I tried to hit Tuckerman's Ravine on Mt. Washington every year while in school up in New England, but the cards never played out right. Its the place to go for late season in New England. Here's a link to a site and forum with everything you'll need to know...

Time for Tuckerman - The Consummate Guide to Skiing Tuckerman Ravine


----------



## Guest (Sep 23, 2009)

Just to be sure, I'm talking about Mount Washington on Vancouver Island in British Columbia


----------



## Guest (Sep 23, 2009)

Wooops, i dunno anything about that mt washington


----------



## chupacabraman (Jul 30, 2009)

It's pretty rad! It's very wet heavy coastal snow, but they get a ton! Often their mid-season base is over 400cm, with an annual snowfall over 1000cm. The new backside terrain is where it's at, plenty of pow, cliffs, steep trees. If you have the chance totally go tear it up!


----------



## legallyillegal (Oct 6, 2008)

Enjoy the assraping on the ferry ticket.


----------



## Guest (Sep 23, 2009)

Westjet (Canada's version of Southwestern) flies to the island. No ferry. Sounds like I'm hitting up the west this year now! Thanks for the input


----------



## legallyillegal (Oct 6, 2008)

brocoli said:


> Westjet (Canada's version of Southwestern) flies to the island. No ferry. Sounds like I'm hitting up the west this year now! Thanks for the input


And have you researched the fares? And where the airport is located in relation to Courtenay?


----------



## Guest (Sep 24, 2009)

Well my cousins live on the island, they already offered to grab me from the airport. Said they are just under an hour away from Mt. Wash. And fares, well WestJet is having a 50% off sale so I am going to grab them now. 

Any input on when to go? Either Dec or Mid-Jan. What do you guys think?


----------



## Guest (Sep 24, 2009)

And the airport is in Comox which is an hour drive to their place.


----------



## legallyillegal (Oct 6, 2008)

december if you like rocks, mid-january if you like a warm breeze


----------



## Guest (Sep 24, 2009)

Grabbed a flight mid Jan.
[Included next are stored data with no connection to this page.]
Issue #1403, opened 2026-07-20
#961 Workstream A (PR2): decision + negative-control recall scenarios, de-justified memory grader


BYK:
Part of #961. Plan Workstream A / PR2. PR1 (objective signal engine) shipped as #1185.

## Deliverable
1. Add a `decision` + `negative-control` scenario set (extend the `multi-session-recall.ts` MSR pattern) with explicit ground-truth "should-recall" and "must-not-resurface" events.
2. Memory-recall scoring WITHOUT a justifier: deterministic checks first (required-fact present? stale/superseded value surfaced? = deterministic fail); only a constrained rubric where unavoidable, and the grader must NEVER see or synthesize from the retrieved context — only judge presence/absence of ground-truth facts.
3. Replace the leniency-biased `JUDGE_SYSTEM` framing (`judge.ts:329-333` tells the grader the reference is a floor and extra content scores 5 — the exact leniency #961 forbids) for memory questions.

## Acceptance
- Ground-truth-anchored deterministic scorer for recall/negative-control.
- No grader path that reads the retrieved context.
- Reported separately from end-task/behavioral signals.

PR #1433, opened 2026-07-21
fix(eval): decision-recall negative-control baseline must be "raw", not "no-memory"

BYK:
## What

Fixes the Seer bug prediction on #1431 ([review r3622842287](https://github.com/BYK/loreai/pull/1431#discussion_r3622842287)) — **verified real**.

`decision-recall.ts` (the DEC-1 decision-evolution scenario, #1403) listed `"no-memory"` in `APPLICABLE_BASELINES`, but `"no-memory"` is **not** a member of the `BaselineMode` union (`types.ts:31`). The no-memory control is `"raw"` — *"full conversation, no memory layer"* (`baselines.ts:264`). The harness intersects a scenario's `applicableBaselines` against the configured baselines via `.includes(b)` (`harness.ts:886`), so `"no-memory"` was silently filtered out and the negative-control arm — the scenario's entire reason for existing (measure a *"memory does nothing"* baseline) — **never ran**.

## Why it wasn't caught

`packages/core/eval` is not in the core `tsconfig.json` `include` (`["src","test","script"]`), so `BaselineMode[]` type-checking never covered the eval scenarios — a `"no-memory"` literal in a `BaselineMode[]` array compiles clean. Widening eval typecheck coverage surfaces ~60 pre-existing errors (ImportMeta, `bun:sqlite`, etc.), so that's tracked separately and out of scope here.

The existing test was also **vacuous** on this: `expect(scenario.applicableBaselines).toContain("no-memory")` only checked the string was *present*, so it passed while the arm silently didn't execute.

## Change

- `decision-recall.ts`: `"no-memory"` → `"raw"` in `APPLICABLE_BASELINES`; doc comment clarified (`` `raw` (full history, no memory layer) ``).
- `decision-recall.test.ts`: now asserts `"raw"` is present **and** that *every* listed baseline is a real `BaselineMode` (`ALL_BASELINES` membership) — a regression guard against any future invalid baseline the harness would silently drop.

**Mutation-verified:** forcing `"no-memory"` back (`as BaselineMode`) fails the new membership assertion. Full `@loreai/core` eval suite green (3 files / 32 tests); format clean.

### DIFF
--- a/packages/core/eval/decision-recall.test.ts
+++ b/packages/core/eval/decision-recall.test.ts
@@ -1,16 +1,26 @@
 import { describe, expect, test } from "vitest";
 import { scoreRetrieval } from "./recall-score";
 import { scenarios } from "./scenarios/decision-recall";
+import { ALL_BASELINES } from "./types";
 
 const scenario = scenarios[0];
 const byId = new Map(scenario.questions.map((q) => [q.id, q]));
 
 describe("DEC-1 decision-recall scenario (#1403)", () => {
-  test("registers one scenario with 3 evolving sessions and the no-memory control arm", () => {
+  test("registers one scenario with 3 evolving sessions and the raw no-memory control arm", () => {
     expect(scenario.id).toBe("dec-1-decision-evolution");
     expect(scenario.sessions).toHaveLength(3);
-    expect(scenario.applicableBaselines).toContain("no-memory");
+    // The negative-control arm must be `raw` (full history, no memory layer):
+    // "no-memory" is NOT a valid BaselineMode, so the harness would silently
+    // filter it out and the control would never run (regression guard for the
+    // Seer-flagged bug in #1431).
+    expect(scenario.applicableBaselines).toContain("raw");
     expect(scenario.applicableBaselines).toContain("lore");
+    // Every listed baseline must be a REAL BaselineMode — else harness.ts's
+    // `.includes(b)` intersection silently drops it and the arm never executes.
+    for (const b of scenario.applicableBaselines) {
+      expect(ALL_BASELINES).toContain(b);
+    }
   });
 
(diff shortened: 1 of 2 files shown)


BYK:
Adversarial review passed — **safe to merge**, no BLOCKER/SHOULD-FIX. One accuracy NIT worth correcting in the record:

**Precision on runtime impact.** The harness runs the *intersection* `config.baselines.filter(b => scenario.applicableBaselines.includes(b))` (harness.ts:885-887), and the default configured baselines are `["lore","compaction"]` (run.ts:111). So `raw` is **selectable** but not run by default — it executes only when the caller passes it (e.g. `--baselines ...,raw`). The precise before/after: previously, *requesting* `raw` still dropped the arm (the scenario listed the phantom `"no-memory"`); now, requesting it finally executes the negative control. The bug was real (the arm was **unreachable**, even on request); calling it "never ran → now runs" slightly overstates the default behavior.

**Verified correct by review:** `raw` is the right control (only no-memory `BaselineMode`; `rawBaseline` = full transcript, no memory layer — the right "memory does nothing" arm for a 3-session decision-evolution scenario). The hardened test's `ALL_BASELINES` membership loop is the assertion that guards the bug *class* (invalid literal mixed with valid ones) — mutation-verified RED both ways. No shared `APPLICABLE_BASELINES` symbol with other scenarios; zero other `no-memory` refs.

**Follow-up (out of scope):** `packages/core/tsconfig.json` includes only `["src","test","script"]` — `eval/` is never typechecked in CI (`pnpm -r run typecheck`), which is exactly why an invalid `BaselineMode` literal reached runtime as a silent filter-drop instead of failing the build. Filing an issue to wire `packages/*/eval` into a CI typecheck step so this bug class fails at compile time.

Came to $500 all fees and taxes in. Can't wait. Just found out I'll be staying at my Aunts house which is apparently 15 minutes from the mountain and I'll have it all to myself! I'm pumped! Thanks you guys for your help


----------



## BigC_ 13 (Dec 28, 2008)

It'll be good if there is snow this year, last season we had rocks up until february/early march because it was such a pitiful season. It can be great conditions to ride in but my biggest pet peeve is all the runs are really short compared to other mountains so you spend way too much time in lift lines


----------



## JohnBron65 (Jan 19, 2009)

when are you going?


----------



## chupacabraman (Jul 30, 2009)

sure mt.washington has 1000cm each year...
sure mt.washington has a mid season base of 400cm each year...
but wait, those numbers are rain! i hope you packed your wet suit / rain coat over top. 

just kidding. i love to make fun of that. people call BC and Washington Wet. Then you go to Whistler and Baker and get SOAKED... Then you go to mount washington and get completely wet... lol wettest snow in the world. 30cm overnight = shallow end of a swimmin pool.

seriously though, the terrain is sick!:cheeky4:


----------